▸ **TASK DIRECTIONS**:
Scan the lines below; pull out those with "PyPi".

── THE RECORDS

Issue #2341, opened 2025-09-26
Build MistralOCRDocumentConverter similar to AzureOCRDocumentConverter


Hansehart:
**Is your feature request related to a problem? Please describe.**
I've always been building my custom component to use the ocr capabilities of Mistral API. Mistral has great capabilities especially extracting images from .pdf files. See [Mistral API Docs](https://docs.mistral.ai/capabilities/document_ai/basic_ocr/)

**Describe the solution you'd like**
A wrapper for the Mistral API OCR that works seamless with haystack components and pipelines

**Describe alternatives you've considered**
Building always my custom MistralOCRDocumentConverter. Idk if its maybe possible to have a abstract class that wraps multiple providers. Because the list is not ending with Azure, Mistral etc. However I want to show, that I am ready if you need it.

**Additional context**
I am available to implement this.

anakin87:
@Hansehart there are still a few task to be done before closing this issue.

I would appreciate it if you could open a PR to update the integration page, basically including a short mention/example of the new component in https://github.com/deepset-ai/haystack-integrations/blob/main/integrations/mistral.md. LMK...

Hansehart:
I will do this by the end of the week. However I recognized in [#9922](https://github.com/deepset-ai/haystack/issues/9922) that metadata in the run method is missing. I am adressing this in the new [Draft](https://github.com/deepset-ai/haystack-core-integrations/pull/2457) (fixed metadata ASAP because I rely on it). Docs will follow very soon and then I open the draft for review.

PR #2376, opened 2025-10-13
feat: mistral ocr converter

Hansehart:
### Related Issues

- part of #2341

### Proposed Changes:

This PR adds a new OCR document converter component for the Mistral integration in Haystack.
The MistralOCRDocumentConverter uses Mistral’s Document AI / OCR API to extract text and structured annotations from documents and images.

Key features:
- Automatically converts PDFs output into a single Haystack Document object using OCR for hard parsable formats. 
- Supports multiple document input types (DocumentURLChunk, FileChunk (La Plateforme), ImageURLChunk).
- Optionally enriches image regions with structured annotations via Pydantic schemas.
- Supports document-level annotations (e.g. language detection, extracted URLs, any other definied metadata).

### How did you test it?

- Manual verification using real-world PDFs and images (e.g. public arXiv PDFs).
- Confirmed Mistral OCR API call returns structured responses with both bbox and document-level annotations.
- Verified Document creation and metadata enrichment in Haystack.

### Notes for the reviewer

There are definetly some things missing. Its works great on my structure, however needs adjustments for haystack. Including:
- Tests
- Docs
- Package Integration e.g in the example i use `haystack_integrations.components.converters.mistral.ocr_document_converter` which can not be resolved
- Due to using pipe union syntax (`|` instead `Optional[]`) its for python>=3.10 but can be adjusted
- Mistral API key required
- The other components are not using mistral sdk. I am unsure if its required to rely only on openai or can I use mistral SDK?
- I developed this component for my own purpose but want to share it. When you provide me some feedback on whats needs to be done, I will tackle that. Functionality is working, for the integrations steps i am going proactively into the pr nowing it need adjustments.

### Checklist

~~- I added unit tests and updated the docstrings~~

### DIFF
--- a/.github/utils/validate_version.py
+++ b/.github/utils/validate_version.py
@@ -2,7 +2,7 @@ import re
 import requests
 
 # * integrations/<INTEGRATION_FOLDER_NAME>-v1.0.0
-INTEGRATION_VERSION_REGEX = r"integrations/([a-zA-Z-]+)-v([0-9]\.[0-9]+\.[0-9]+)"
+INTEGRATION_VERSION_REGEX = r"integrations/([a-zA-Z_]+)-v([0-9]\.[0-9]+\.[0-9]+)"
 
 
 def validate_version_number(tag: str):
@@ -18,7 +18,8 @@ def validate_version_number(tag: str):
     print(f"Integration name: {integration_name}")
     print(f"Integration version to release: {version_to_release}")
 
-    integration_package = f"{integration_name}-haystack"
+    # Replace underscores with hyphens to look for the package on PyPi
+    integration_package = f"{integration_name.replace('_', '-')}-haystack"
     print(f"Integration PyPi package: {integration_package}")
 
     # connect to PyPi and check the latest version
--- a/.github/workflows/CI_docusaurus_sync.yml
+++ b/.github/workflows/CI_docusaurus_sync.yml
@@ -1,0 +1,122 @@
+name: Core / Sync API reference with Docusaurus
+
+on:
+  push:
+    tags:
+      - "**-v[0-9].[0-9]+.[0-9]+"
+
+  workflow_dispatch: # Activate this workflow manually
+    inputs:
+      tag:
+        description: "Tag with this format: integrations/<INTEGRATION_FOLDER_NAME>-v1.0.0. When running this workflow manually, version is irrelevant so you can use any value."
+        required: true
+        type: string
+        default: integrations/<INTEGRATION_FOLDER_NAME>-v1.0.0
+
+env:
+  TAG: ${{ inputs.tag || github.ref_name }}
+
+jobs:
+  generate-api-reference:
+    runs-on: ubuntu-latest
+    outputs:
+      integration_name: ${{ steps.pathfinder.outputs.integration_name }}
+
+    steps:
+      - name: Checkout this repo
+        uses: actions/checkout@v5
+
+      - name: Set up Python
+        uses: actions/setup-python@v6
+        with:
+          python-version: "3.10"
+
+      - name: Install dependencies
+        run: |
+          python -m pip install --upgrade pip
+          pip install -U haystack-pydoc-tools
+
+      - name: Get project folder
+        id: pathfinder
+        shell: python
+        run: |
+          import os
+          project_path = os.environ["TAG"].rsplit("-", maxsplit=1)[0]
+          integration_name = project_path.split("/")[-1]
+          with open(os.environ['GITHUB_OUTPUT'], 'a') as f:
+            print(f'project_path={project_path}', file=f)
+            print(f'integration_name={integration_name}', file=f)
+
+      - name: Generate API reference
+        working-directory: ${{ steps.pathfinder.outputs.project_path }}
+
+        run: pydoc-markdown pydoc/config_docusaurus.yml
+
+      - name: Upload API reference artifact
+        uses: actions/upload-artifact@v4
+        with:
+          name: ${{ steps.pathfinder.outputs.integration_name }}
+          path: ${{ steps.pathfinder.outputs.project_path }}/${{ steps.pathfinder.outputs.integration_name }}.md
+          if-no-files-found: error
+          retention-days: 1
+          overwrite: true
+
+
+  sync-api-reference:
+    runs-on: ubuntu-latest
+    needs: generate-api-reference
+    
+    steps:
+      - name: Checkout Haystack repo
+        uses: actions/checkout@v5
+        with:
+          repository: deepset-ai/haystack
+          ref: main
+          token: ${{ secrets.HAYSTACK_BOT_TOKEN }}
+
+      - name: Set up Python
+        uses: actions/setup-python@v6
+        with:
+          python-version: "3.10"          
+
+      - name: Download API reference artifact
+        uses: actions/download-artifact@v4
+        with:
+          name: ${{ needs.generate-api-reference.outputs.integration_name }}
+
+      - name: Sync API reference
+        shell: python
+        env:
+          INTEGRATION_NAME: ${{ needs.generate-api-reference.outputs.integration_name }}
+        run: |
+          import os
+          import shutil
+
+          artifact_filename = os.environ['INTEGRATION_NAME']+'.md'
+
+          # Copy to main API reference
+          shutil.copy(artifact_filename, "docs-website/reference/integrations-api/")
+
+          # Copy to versioned API reference
+          for version_dir in os.scandir("docs-website/reference_versioned_docs"):
+              if version_dir.is_dir():
+                  # example: docs-website/reference_versioned_docs/version-2.17/integrations-api
+                  integrations_api_ref_dir = os.path.join(version_dir.path, "integrations-api")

────

▸ **ANSWER SPACE**:
+    # Replace underscores with hyphens to look for the package on PyPi
     print(f"Integration PyPi package: {integration_package}")
     # connect to PyPi and check the latest version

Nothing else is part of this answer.